NEW YORK (AP) — Back when business was starting to boom, notorious Mexican drug lord Joaquin “El Chapo” Guzman took delight in seeing massive cocaine shipments arriving by air from Colombia, occasions he code-named “parties” that made him so rich he could pay multimillion-dollar bribes to a powerful police commander, a government witness at Guzman’s U.S. trial testified Monday.
Miguel Angel Martinez told the jury that while working for Guzman in the late 1980s and early 1990s, the largest shipment ever seen at that time was carried by a fleet of 10 planes, each hauling hundreds of kilos, that landed one day on a hidden airstrip.
At the time, Guzman “was very happy,” Martinez said. He added Guzman told him, “Compadre, now it’s a great party.”
Martinez, testifying in the trial’s third week, also told the jury that the Sinaloa cartel paid $10 million in drug money bribes at least twice to Guillermo Gonzalez Calderoni, a top law enforcement official in Mexico City. In exchange, Calderoni tipped off the cartel about investigations and offered other protections that helped keep Guzman from getting caught.
Calderoni was known in that era for helping solve the slaying of a drug enforcement agent by drug dealers in Mexico in 1985. He also was accused of corruption and torture before slipping out of the country to live in McAllen, Texas, where he was gunned down in a suspected hit in 2003.

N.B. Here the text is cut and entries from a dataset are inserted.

PR #711, opened 2022-12-07
Add type inference for CreateTokenOp

ghpvnist:
closes #698

PR #721, opened 2022-12-08
Sever the dependency from TypeInference.h to StablehloOps.h

burmako:
I missed something important when reviewing #711.

We cannot have a dependency from TypeInference.h to StablehloOps.h. It should be the other way around - both StablehloOps.h and hlo_ops.h depending on TypeInference.h

This PR severs the dependency by introducing an interface that abstracts away creating token types.

### DIFF
--- a/stablehlo/dialect/Base.h
+++ b/stablehlo/dialect/Base.h
@@ -125,11 +125,11 @@ class HloDialectInterface : public DialectInterface::Base<HloDialectInterface> {
  public:
   HloDialectInterface(Dialect *dialect) : Base(dialect) {}
 
-  // Creates a TokenType type, specific this dialect.
+  // Creates a TokenType type, specific to this dialect.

Guzman was extradited to the United States last year to face drug-trafficking charges accusing him of running a cartel known for greed and violence. His lawyers say he is being framed by cooperators like Martinez, whose witness protection status remains unclear.
To show that Martinez actually knew Guzman, prosecutors entered into evidence a photo they said shows him sitting next to Guzman at a social gathering sometime in the early 1990s. The prosecutors had the face of Martinez obscured because they say having images of him go public could put his life in danger.
Last week, another former cartel member who has pleaded guilty and is behind bars testified that a high-level security chief in Mexico and a second law enforcement official who once worked under the country’s new president-elect took millions of dollars in bribes in the mid-2000s.
Martinez testified that, after washing out as a pilot for Guzman by nearly crashing a plane with his boss aboard, he was made a cartel administrator helping oversee the Colombian shipments and bribery. He said that he and Guzman became so close that Guzman became the godfather of his son.
He described how Guzman was born into poverty in a part of the Sinaloa countryside known for growing marijuana and poppies for heroin. He testified that the future kingpin told him he went into the drug trade because “he didn’t have anything to eat.”